Search code examples
pythondatetimedate-parsingpython-dateutil

dateutils default to the last occurence of recognized part, not next


I am using dateutils.parser.parse to parse date strings which might contain partial information. If some information is not present, parse can take a default keyword argument from which it will fill any missing fields. This default defaults to datetime.datetime.today().

For a case like dateutil.parser.parse("Thursday"), this means it will return the date of the next Thursday.
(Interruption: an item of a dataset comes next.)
PR #527, opened 2023-07-18
Add webhook result context & enhance FEEL deserializer

chillleader:
## Description

- Adds webhook result context to the SDK (so that it's accessible also in the webhook impl, needed for https://github.com/camunda/connectors-bundle/pull/816)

However, I need it to return the date of the last Thursday (including today, if today happens to be a Thursday).

So, assuming today == datetime.datetime(2018, 2, 20) (a Tuesday), I would like to get all of these asserts to be true:

from dateutil import parser
from datetime import datetime

def parse(date_str, default=None):
    # this needs to be modified
    return parser.parse(date_str, default=default)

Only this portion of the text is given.